Relatively speaking, only a minor disappointment was the postponement for several days in outlining when, where and how we can fish for stripers in May, but ominous are proposals of a legislative budget analyst to plunder some very important DNR special funds to help the state fight budgetary woes.

DNR Secretary Torrey C. Brown virtually promised us a spring rock season -- and without threatening brood stock -- but he can make no assurances about safekeeping for us monies we expressly contributed for conservation projects.

He had no comment on the suggestions legislators could consider this week, but his glum look when they were reeled off to 35 media representatives and conservationists told the story.

Absolutely scandalous would be the dipping into special project funds paid by we pitiful outdoorsmen who assumed there was virtue and security in saving up for a rainy day.

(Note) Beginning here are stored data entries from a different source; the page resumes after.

PR #998, opened 2026-02-14
feat(external-secrets): add generic webhook-based secrets provider

UiP9AV6Y:
this secret provider has been modeled after the external-secrets operator provider of the [same name][1]. the implementation differs in a few ways:

* JMESPath instead of JSONPath for result parsing. the former is designed for querying while the latter has transformation capabilities, which are not needed for simply reading a value from a JSON document.
* no header support. configuring arbitrary key-value pairs for HTTP headers via environment variables is not straight forward which is why it has not been implemented as part of this MR.

[1]: https://external-secrets.io/latest/provider/webhook/

### DIFF
--- a/internal/docker/compose_test.go
+++ b/internal/docker/compose_test.go
@@ -181,7 +181,11 @@ func TestDeployCompose(t *testing.T) {
 		t.Fatalf("Failed to get auth method: %v", err)
 	}
 
-	t.Logf("Using auth method: %s", auth.Name())
+	if auth != nil {
+		t.Logf("Using auth method: %s", auth.Name())
+	} else {
+		t.Log("No auth method configured, using anonymous access")
+	}
 
 	repo, err := git.CloneRepository(tmpDir, p.CloneURL, p.Ref, c.SkipTLSVerification, c.HttpProxy, auth, c.GitCloneSubmodules)
 	if err != nil {
@@ -386,7 +390,11 @@ func TestHasChangedConfigs(t *testing.T) {
 		t.Fatalf("Failed to get auth method: %v", err)
 	}
 
-	t.Logf("Using auth method: %s", auth.Name())
+	if auth != nil {
+		t.Logf("Using auth method: %s", auth.Name())
+	} else {
+		t.Log("No auth method configured, using anonymous access")
+	}
 
 	tmpDir := t.TempDir()
 
@@ -456,7 +464,11 @@ func TestHasChangedSecrets(t *testing.T) {
 		t.Fatalf("Failed to get auth method: %v", err)
 	}
 
-	t.Logf("Using auth method: %s", auth.Name())
+	if auth != nil {
+		t.Logf("Using auth method: %s", auth.Name())
+	} else {
+		t.Log("No auth method configured, using anonymous access")
+	}
 
 	tmpDir := t.TempDir()
 
@@ -526,7 +538,11 @@ func TestHasChangedBindMounts(t *testing.T) {
 		t.Fatalf("Failed to get auth method: %v", err)
 	}
 
-	t.Logf("Using auth method: %s", auth.Name())
+	if auth != nil {
+		t.Logf("Using auth method: %s", auth.Name())
+	} else {
+		t.Log("No auth method configured, using anonymous access")
+	}
 
 	tmpDir := t.TempDir()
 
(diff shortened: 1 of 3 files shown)


UiP9AV6Y:
i can also provide a follow up MR with an example implementation for a webhook provider service akin to the [external-secrets fake](https://external-secrets.io/latest/provider/fake/) provider

kimdre:
Hi thanks for your PR! :) 

Can you please write a comment with documentation how to use the new webhook-based provider similiar to the providers [in the wiki](https://github.com/kimdre/doco-cd/wiki/External-Secrets)?

UiP9AV6Y:
## Webhook

To use fetch secrets via the generic webhook provider, you need to set the following environment variables:

| Key                                   | Value                                                                                                                |
|---------------------------------------|----------------------------------------------------------------------------------------------------------------------|
| `SECRET_PROVIDER`                     | `webhook`                                                                                                            |
| `SECRET_PROVIDER_SITE_URL`            | URL [template][Golang Text Template] to query for secrets (required)                                                 |
| `SECRET_PROVIDER_RESULT_JMES_PATH`    | [JMESPath][] query to run against the webhook response (required)                                                    |
| `SECRET_PROVIDER_REQUEST_BODY`        | HTTP Body JSON [template][Golang Text Template] to send with requests                                                |
| `SECRET_PROVIDER_BEARER_TOKEN`        | Bearer token to send with the request in the Authorization header                                                    |
| `SECRET_PROVIDER_BEARER_TOKEN_FILE`   | Path to the file containing the authentication bearer token                                                          |
| `SECRET_PROVIDER_BASIC_USERNAME`      | Username for the Basic Auth scheme to send with the request in the *Authorization* header                            |
| `SECRET_PROVIDER_BASIC_USERNAME_FILE` | Path to the file containing the authentication username                                                              |
| `SECRET_PROVIDER_BASIC_PASSWORD`      | Password for the Basic Auth scheme to send with the request in the *Authorization* header                            |
| `SECRET_PROVIDER_BASIC_PASSWORD_FILE` | Path to the file containing the authentication password                                                              |

**Deployment configuration**

Add a mapping/reference between the environment variable you want to set in the docker compose project/stack and the ID of the secret the remote webhook provides.

For example in your `.doco-cd.yml`:

```yaml
name: myapp
external_secrets:
  DB_PASSWORD: this-can-be-included-in-the-request-as-remoteRef
```

Both the webhook URL and request body will be rendered as [Golang Text Template][], with the following template parameters:

| Key                   | Description                                                                                                                          |
|-----------------------|--------------------------------------------------------------------------------------------------------------------------------------|
| `remoteRef`           | The secret ID as specified in the project definition                                                                                 |

If no request body template (`SECRET_PROVIDER_REQUEST_BODY`) has been defined, the webhook service will receive a *HTTP GET* request;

Shooters, bird-watchers, boatmen, bowmen, muzzleloaders, bay watchers, tree-lovers and other conservationists have suddenly become vulnerable to the tune of $3.5 million in the scramble to offset anticipated general fund deficits.

Alas, this won't be a loan, just downright theft. We expected to have $11.3 million available for our DNR projects at the end of fiscal year 1992, but a fiscal watchdog proposes 30 percent of it is "available to be used as an offset to general fund reductions."

As income tax forms are being prepared, what are potential donors going to think when they learn monies they designate for special conservation projects could end up in the general fund? Many could decline to check off that box on the state tax form, which would compound our losses.

Endangered is $524,000 in the Maryland boat act account, money needed and statutorily dedicated for waterway improvements. How about the $194,000 in the deer stamp (muzzleloader-bowhunter) account? We anted up in good faith for projects to improve future hunting, not to help balance the state budget.

We buy a state duck stamp assuming proceeds will help solve mounting problems of ducks and geese, and now we can lose $83,000 saved for a rainy day. The Chesapeake Bay endangered species and Deep Creek Lake recreation funds could lose more than $500,000 each; the reforestation fund, $138,000; the woodlands incentive fund, $301,000.

Other potential losers; coal mining funds, $800,000; Maryland Geological Survey, $144,000; wetlands compensation fund, $185,000; and DNR publications sales account, which finances our Cruising Maryland Waters Guide, $137,000.

Don't blame the DNR. It didn't want to spend compulsively like some other state departments, which we could end up bailing out.